Blackbox surrogate-based optimization framework.

surrox takes a declarative problem description, trains surrogate models on historical data, optimizes on the surrogates, and delivers explained, uncertainty-assessed recommendations.

Features

  • Declarative problem definition — variables, objectives, constraints, and domain knowledge as immutable Pydantic models
  • Automated surrogate training — XGBoost, LightGBM, GP, and TabICL ensembles with Optuna HPO and conformal prediction intervals
  • Multi-objective optimization — dual-strategy: pymoo for ≤15D, TuRBO (trust region BO) for high-D problems
  • Built-in explainability — SHAP, PDP/ICE, feature importance, trade-off analysis, what-if predictions
  • Scenario comparison — run multiple scenarios and compare results
  • Persistence — save and load results and trained surrogates

Installation

pip install surrox[all]

Quick Example

import pandas as pd
import surrox

problem = surrox.ProblemDefinition(
    variables=(
        surrox.Variable(
            name="temperature",
            dtype=surrox.DType.CONTINUOUS,
            role=surrox.Role.DECISION,
            bounds=surrox.ContinuousBounds(lower=150.0, upper=300.0),
        ),
        surrox.Variable(
            name="pressure",
            dtype=surrox.DType.CONTINUOUS,
            role=surrox.Role.DECISION,
            bounds=surrox.ContinuousBounds(lower=1.0, upper=10.0),
        ),
    ),
    objectives=(
        surrox.Objective(
            name="maximize_yield",
            direction=surrox.Direction.MAXIMIZE,
            column="yield",
        ),
    ),
)

df = pd.read_csv("experiments.csv")
result, analyzer = surrox.run(problem=problem, dataframe=df)

# Pareto-optimal points
for point in result.optimization.feasible_points:
    print(point.variables, point.objectives)

# On-demand detail analysis
shap = analyzer.shap_global("yield")
pdp = analyzer.pdp_ice("temperature", "yield")

Four-Layer Architecture

surrox processes optimization problems through four sequential layers:

  1. Problem — Declarative, immutable problem definition.
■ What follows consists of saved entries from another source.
PR #475, opened 2021-08-24
Remove observatory-dags

jdddog:
This PR removes the observatory-dags project from the observatory platform.


observatory-platform/observatory/platform/docker/docker-compose.observatory.yml.jinja2
```diff
@@ -285,7 +286,7 @@ services:
     networks:
       - {{ docker_network_name }}
     healthcheck:
-      test: ["CMD", "pg_isready", "-U", "airflow"]
+      test: ["CMD", "pg_isready", "-U", "{{ postgres_user }}"]
```
rhosking, line 289: I never really got to the bottom of my problems, I think they were largely around docker not having enough memory (ES is a memory hog FYI). I actually changed it back to just being airflow and nothing broke. So not sure exactly what is going on

rhosking: It's worth considering making ES+Kibana being an optional flag in the observatory start command (maybe that is already the case, I should double check). Elasticsearch want's to grow to around a 4gb memory footprint, and if you are testing components that don't rely on it, it would be helpful to not turn that on.

rhosking (changes requested):
Looks good, lots of deleted files to scroll through! just a couple of small points, might be better to address them with future changes

docs/conf.py
```diff
@@ -19,7 +19,6 @@
 
 from recommonmark.transform import AutoStructify
 
-from generate_schema_csv import generate_csv, generate_latest_files
```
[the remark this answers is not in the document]
aroelo: I would be in favour to keep the function in each project repo, so you can run `make html` independent of the observatory-platform.
I think the idea is that the workflows project can be completely independent right?
I did add the code to the observatory platform, and it is then copied into the docs repository of a project when you generate a new project using CLI: 
https://github.com/The-Academic-Observatory/observatory-platform/tree/telescope_documentation/observatory-platform/observatory/platform/cli/templates/generate_project

observatory-platform/requirements.txt
```diff
@@ -1,39 +1,55 @@
+# Airflow
 apache-airflow==2.1.3
 apache-airflow-providers-slack==4.0.0
 apache-airflow-providers-http==2.0.0
```
aroelo, line 4: Nice work organising all of these in different sections :-)

aroelo (approved):
Looks good to me!

observatory-platform/requirements.txt
jdddog: Haha thanks, I wanted to figure out what requirements could be dropped and thought it would make it easier in the future

docs/conf.py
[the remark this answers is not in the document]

All validation happens at construction time.
  2. Surrogate — Trains one ensemble per unique target column using Optuna HPO over XGBoost, LightGBM, GP, and TabICL. Includes conformal prediction for uncertainty quantification.
  3. Optimizer — Dual-strategy: pymoo (DE, GA, NSGA-II, NSGA-III) for ≤15D problems, TuRBO (local GP trust regions) for high-dimensional problems. Auto-selects based on problem dimensionality.
  4. Analysis — Summary analysis runs automatically. Detail analyses (SHAP, PDP/ICE, What-If) are lazy and cached via the Analyzer.

Each layer consumes the output of the previous layer plus the Problem object.

Variables

Variables are typed (continuous, integer, categorical, ordinal) and have a role:

  • Decision variables — the optimizer searches over these
  • Context variables — fixed during optimization, varied across scenarios

Surrogates and Ensembles

For each unique target column (objectives + data constraints), surrox trains an ensemble:

  • Feature reduction screens out irrelevant features (XGBoost importance) and groups correlated features (PCA) before training — automatic for high-dimensional problems
  • Optuna HPO searches over XGBoost, LightGBM, GP, and TabICL hyperparameters
  • Greedy forward selection builds the ensemble by iteratively adding models that improve OOF RMSE (Caruana et al. 2004)
  • Conformal Prediction provides distribution-free prediction intervals with guaranteed coverage
  • Persistence — save and load trained surrogates to disk (models, conformal calibration, feature reduction)

Constraints

Two types of constraints control the feasibility of solutions:

  • LinearConstraint — analytical constraint on decision variables (sum(coeff * x) <= rhs), evaluated exactly
  • DataConstraint — surrogate-based constraint on a predicted column (prediction <= limit), evaluated via the trained surrogate with uncertainty

Both support hard (must satisfy) and soft (penalized) severity levels.

Monotonic Relations

Domain knowledge about monotonic relationships (e.g., "increasing temperature always increases yield") can be encoded as MonotonicRelation objects. These constrain the surrogate training to respect known physical relationships.

Scenarios

Scenarios fix context variables to specific values, enabling what-if comparisons across different operating conditions (e.g., summer vs. winter). Surrogates are trained once; optimization runs independently per scenario.

Extrapolation Detection

The optimizer flags candidate solutions that lie outside the training data manifold using k-nearest-neighbor distance. Points beyond the threshold are marked as extrapolating, providing a trust signal for recommendations.